▸ **WORK TO COMPLETE**
Without altering a single word, repeat the records that follow.

▸ **RECORDS FOR THIS EXERCISE**
PR #445, opened 2018-06-13
Add operator overloads

gojanpaolo:
Length = Pressure / SpecificWeight
Density = SpecificWeight / Acceleration


angularsen:
Appveyor build is broken for some (different) reason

▸ **WRITTEN REPLY**
PR #445, opened 2018-06-13
Add operator overloads

gojanpaolo:
Length = Pressure / SpecificWeight
Density = SpecificWeight / Acceleration


angularsen:
Appveyor build is broken for some (different) reason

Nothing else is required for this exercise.